In order to find a fermented pickle product, Black said it will likely “be clearly labeled as such and may also use the term ‘probiotics’ on the package.”
“They may also list the number of CFUs, [or colony forming units], on the label, which indicates the number of viable bacteria present. In theory, the higher the CFUs, the greater the benefit for intestinal health.”
Probiotics are natural sources of healthy bacteria that help promote gut health. Black said this is why “some probiotics may aid in the reduction of inflammatory processes,” which could be beneficial for athletes trying to prevent muscle cramping.
The sodium and potassium in pickle juice can also serve as a hydrating way to replenish lost electrolyte stores in the case of a hangover, Black wrote last year for the OSU Wexner Medical Center.
Additionally, he said that according to some research, pickle juice that contains vinegar could improve the body’s response to insulin, which controls the body’s blood sugar level.

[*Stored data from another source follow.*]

PR #411, opened 2026-08-14
feat(chart): add PodDisruptionBudget for high availability

### LINKED ISSUE #410: [FEATURE] Helm chart missing PodDisruptionBudget (PDB) for high availability

I was configuring the Helm chart for a production deployment and noticed there's no way to define a `PodDisruptionBudget` (PDB). 

Since this controller is responsible for un-tainting nodes, it's pretty critical infrastructure. If we run multiple replicas for HA, a cluster upgrade or node drain could still potentially evict all replicas at once if there isn't a PDB protecting them.

Add an optional `podDisruptionBudget` block to `values.yaml` (defaulting to disabled/empty so it doesn't break existing setups) and a corresponding `pdb.yaml` template in the chart.

Something standard like:
```yaml
podDisruptionBudget:
  enabled: false
  minAvailable: 1
  # maxUnavailable: 1

Manually maintaining a separate PDB manifest outside the Helm release, but it really belongs inside the chart since it's a standard HA practice.

Happy to open a quick PR for this if you agree!

### PR DESCRIPTION
**Pull request by vishnukothakapu**
## Description
This adds an optional `PodDisruptionBudget` to the Helm chart (`charts/node-readiness-controller`). Since the controller manages node taints, it's critical infrastructure. Adding a PDB allows users running multiple replicas to ensure the controller remains highly available during node drains, cluster upgrades, or other evictions.

The PDB is disabled by default (`podDisruptionBudget.enabled: false`). Existing installations that do not explicitly opt-in to this feature will see no changes in rendered manifests.

## Related Issue
Fixes #410

## Type of Change
/kind feature

## Testing
- Added `helm-unittest` coverage in `charts/node-readiness-controller/tests/pdb_test.yaml` to ensure it only renders when enabled, respects `minAvailable` / `maxUnavailable`, and correctly inherits the selector labels.

## Checklist
- [x] `make test` passes
- [x] `make lint` passes

```release-note
Helm chart: Added `podDisruptionBudget` configuration options for high availability during node drains and evictions.

### CODE REVIEW

File: charts/node-readiness-controller/tests/pdb_test.yaml [hunk 1]
```diff
@@ -0,0 +1,53 @@
...
+        maxUnavailable: 1
+    asserts:
+      - isKind:
+          of: PodDisruptionBudget
+      - isNull:
+          path: spec.minAvailable
+      - equal:
+          path: spec.maxUnavailable
+          value: 1
+
```
Ayush4958, line 42: pls add test case for `maxUnavailable: 0` , so 0 value renders correctly & isnt dropped by above template logic

charts/node-readiness-controller/templates/pdb.yaml
```diff
@@ -0,0 +1,19 @@
+{{- if .Values.podDisruptionBudget.enabled }}
+apiVersion: policy/v1
+kind: PodDisruptionBudget
+metadata:
+  name: {{ include "node-readiness-controller.fullname" . }}
+  namespace: {{ include "node-readiness-controller.namespace" . }}
+  labels:
+    {{- include "node-readiness-controller.labels" . | nindent 4 }}
+spec:
+  {{- if .Values.podDisruptionBudget.minAvailable }}
```
Ayush4958: 0 considered false, in case `maxUnavailable: 0` for 100% uptime during node drains, if statement will silently drops field & will render and invalid PDB

u can modify it like this `{{- if not (empty (toString .Values.podDisruptionBudget.maxUnavailable)) }}` so 0 will render properly

Ayush4958 (changes requested):

charts/node-readiness-controller/templates/pdb.yaml
vishnukothakapu: You are completely right, `0` would have evaluated to false and silently dropped the field. I've updated the logic exactly as you suggested using `not (empty (toString ...))` for both `minAvailable` and `maxUnavailable`. Thank you!

Ayush4958 (approved):
It's seems good to me 
@ajaysundark can review for further review

ajaysundark:
same as https://github.com/kubernetes-sigs/node-readiness-controller/pull/437#issuecomment-5365020940. I want to better understand what level of preconfiguration will be handled at the helm chart. Could you help us with some research? Thanks!

ajaysundark:
@Ayush4958 had some references at #437.

It's good to add to our charts. Thanks @vishnukothakapu .

/lgtm

ajaysundark:
the helm tests are failing and need your second look

/assign @vishnukothakapu

Issue #227, opened 2026-05-08
[TRACKING] Improve Contributing Guidelines


vitorfloriano:
Currently, the NRC repository lacks custom guidelines for contributors, which leads to inconsistency on issues/PRs and manual toil on maintainers.

We may consider:

- [x] Adding Issues templates/forms
- [ ] Implementing a standardized label schema (kind/ area/ priority/)
- [ ] Customizing CONTRIBUTING.md (including local setup & dev environment)
- [ ] Document available tests, add instructions for writing tests setting up ProwJobs

[edit: a few changes were deemed not necessary after discussion]
~- [ ] Improving PR templates~
~- [ ] Standardizing commit messages (e.g., Conventional Commits)~
~- [ ] Adding policies for Branch naming~
~- [ ] Defining Merge/Squash policy for clean history~

Adding guidelines/policies on how to contribute helps contributors have a clear path and facilitates automating chores like release notes, changelogs and triaging. It also makes it possible to provide contributors instant feedback through CI checks.

Rajneesh180:
Hi, I'd like to work on this. I can see the repo has a PR template already (`.github/pull_request_template.md`) but no issue templates and a minimal `CONTRIBUTING.md`. 

I'm planning to submit a focused PR that addresses:
1. **GitHub issue templates** — structured YAML forms for bug reports and feature requests under `.github/ISSUE_TEMPLATE/`, following the patterns used in other `kubernetes-sigs` repos
2. **CONTRIBUTING.md improvements** — add a local development setup section (prerequisites, how to run `make test` and `make lint`, how to set up a local cluster with `kind`) and a commit message conventions section (Conventional Commits as used in this repo's recent history)

Would this scope be acceptable? Happy to adjust based on maintainer preferences before opening the PR.

Priyankasaggu11929:
Hello @vitorfloriano, thanks again for creating the issue and suggesting improvements. 

- Re: `Implementing a standardized label schema (kind/ area/ priority/)`

    we use a tool called `label_sync` for adding new labels to github repos - https://github.com/kubernetes/test-infra/tree/master/label_sync
    
    Here's an example PR adding a bunch of labels to `kubernetes/autoscaler` and `kubernetes-sigs/cluster-autoscaler` repos - https://github.com/kubernetes/test-infra/pull/36927
    
    we can start with adding a bunch of basic labels and then re-iterate with more as/when needed.


- Re: `Adding policies for Branch naming`

[...]

Issue #225, opened 2026-05-07
[TRACKING] Define Project Versioning, Compatibility, and Release Playbook


vitorfloriano:
As node-readiness-controller matures (currently v0.3.0), we need a formalised structure for versioning and support to provide stability for our users and a clear roadmap for contributors. This issue tracks the creation and documentation of our versioning strategy.

We need to do things like:

- [ ] Draft Versioning Policy: Define Semantic Versioning (SemVer) usage.
- [ ] Establish Support Lifecycle: Define how many minor versions we support (e.g., N-2).
- [ ] Create Compatibility Matrix: Document the mapping between Controller versions and Kubernetes versions.
- [ ] Write Versioning Playbook: Standardise the release process (tagging, CI, changelogs).
- [ ] Publish Documentation: Add /docs/VERSIONING.md and update README.md.

Relates to #151

[TBD - this must be discussed with maintainers first]

sahitya-chandra:
Hey @vitorfloriano, is it possible I could collaborate on this issue with you?

vitorfloriano:
> Hey [@vitorfloriano](https://github.com/vitorfloriano), is it possible I could collaborate on this issue with you?

Hi @sahitya-chandra 

I think this needs to be throroughly discussed with the maintainers, preferrably in a meeting, before we take any actions. I'll update the description.

sahitya-chandra:
Agreed with the discussion part, I also thought that this is a pretty big issue, so I could help you in some way with it :)

vitorfloriano:
@sahitya-chandra there's also a [thread on Slack](https://kubernetes.slack.com/archives/C09TW8DUVF1/p1777988157826969), if you're interested in following the discussion. 🧵

Priyankasaggu11929:
(follow up from yesterday's (May 13, 2026) project meeting discussion)

I would still like to continue this discussion in the next project meeting, so we can collect more opinions from other maintainers as well (especially @ajaysundark), around what signals/criteria we want to use for defining our compatibility matrix eventually.

Because I feel the same CI signals/criteria will majorly help us towards the near term high priority item - of defining API graduation (and maintenance) criteria for the NRC controller.


Meanwhile - the work for migrating our CI jobs to prow will be helpful to establish some preliminary set of CI signals - https://github.com/kubernetes-sigs/node-readiness-controller/pull/210#issuecomment-4441678380

---

Also just for record keeping - below are some references from the NPD project (around establishing support matrix):

[...]

PR #416, opened 2026-08-16
infra: add release notes config

vitorfloriano:
This PR adds a configuration file for the release notes generated by GitHub.

See: https://docs.github.com/en/repositories/releasing-projects-on-github/automatically-generated-release-notes#configuring-automatically-generated-release-notes

#### Prior art:

- cluster-api-provider-aws:
  - config: https://github.com/kubernetes-sigs/cluster-api-provider-aws/blob/67de5c25543b2ec9c76897670fc928309473fbe1/.github/release.yml#L4
  - release notes: https://github.com/kubernetes-sigs/cluster-api-provider-aws/releases/tag/v2.12.1

- secrets-store-sync-controller:
  - config: https://github.com/kubernetes-sigs/secrets-store-sync-controller/blob/35418ee1ac4e81d9cca4b44182bf19ef355f80b2/.github/release.yml#L4
  - release notes: https://github.com/kubernetes-sigs/secrets-store-sync-controller/releases/tag/v0.0.5

> [!NOTE]
> I'm only adding labels currently available for the repo.  We can add more [here](https://github.com/kubernetes/test-infra/blob/50f8ef5e15cfa16916e64d424adb5e55ed6d8016/label_sync/labels.yaml) if needed. I specially missed something like a `kind/tests` label. 

#### Open question

Should we try some emojis ⚠️ ✨ 🐛 📖 🧹 ?

xref #225 #227

### DIFF
--- a/.github/release.yml
+++ b/.github/release.yml
@@ -1,0 +1,26 @@
+changelog:
+  categories:
+    - title: "API Changes"
+      labels:
+        - kind/api-change
+        - kind/deprecation
+    - title: "New Features"
+      labels:
+        - kind/feature
+    - title: "Fixes"
+      labels:
+        - kind/bug
+        - kind/regression
+    - title: "Docs"
+      labels:
+        - kind/documentation
+        - documentation
+    - title: "Chores"
+      labels:
+        - area/dependency
+        - kind/flake
+        - kind/failing-test
+        - kind/cleanup
+    - title: "Other"
+      labels:
+        - "*"


.github/release.yml
```diff
@@ -0,0 +1,26 @@
+changelog:
+  categories:
+    - title: "API Changes"
+      labels:
+        - kind/api-change
```
ajaysundark, line 5: So, based on the labels it also groups into corresponding release categories? My only concern is that contributors may not know to use the correct labels. We would expect the reviewers to ensure correctly labeled etc.

ajaysundark (approved):

.github/release.yml
vitorfloriano: > We would expect the reviewers to ensure correctly labeled etc.

I believe this problem is inherent to letting authors label their own PRs. Upstream k/k may be subject to this as well, I think. 

Some adjustments will probably be necessary when drafting/generating the release notes, but those should be minor (and easily spotted), I guess?

Or we could remove the labels from the PR template and let reviewers add them. I believe the prow robot will add a `do-not-merge/needs-kind` label if none is attributed to the PR (at least that's how it works with k/k).

Another cleanup would be removing the field for adding release notes from the PR template, since we won't use that anyway.

ajaysundark: > I believe the prow robot will add a do-not-merge/needs-kind label if none is attributed to the PR

Hmm, I haven't seen this for NRC. It'd be good to validate this behavior

ajaysundark: > cleanup would be removing the field for adding release notes from the PR template, since we won't use that anyway

I'm okay with keeping it as-is, even if we decide not to directly consume it. 

2c: GitHub's release notes generation also seem to use a LLM backend - it could work for a way to maintainers to nudge it in the right direction. Many of the AI generated issues we have seen recently claims catastrophe even if this is a likely a non-probable or less likely issue, we don't want to carry that same alarm to the release notes as well.

ajaysundark:
> Open question
> Should we try some emojis ⚠️ ✨ 🐛 📖 🧹 ?

I'm not a fan because we can't expect the same rendering (or same interpretation) across the consumers. But I'm not against it if there are other opinions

However, he clarified that “there aren’t any established guidelines for how much pickle juice you should drink and whether you should drink the juice before or after meals.”
How to make natural electrolyte drinks at home
“There are different recipes online for making homemade concoctions of sports electrolyte drinks,” Black said. “If desired, it is possible to combine different 100% fruit or vegetable juices — orange, pineapple or tomato — with additional ingredients such as lemon, lime juice, coconut water, and small amounts of honey or syrup, along with the addition of salt.”
When using tomato juice as a base, Black said “the addition of salt may not be necessary” because “it already contains high amounts of sodium.”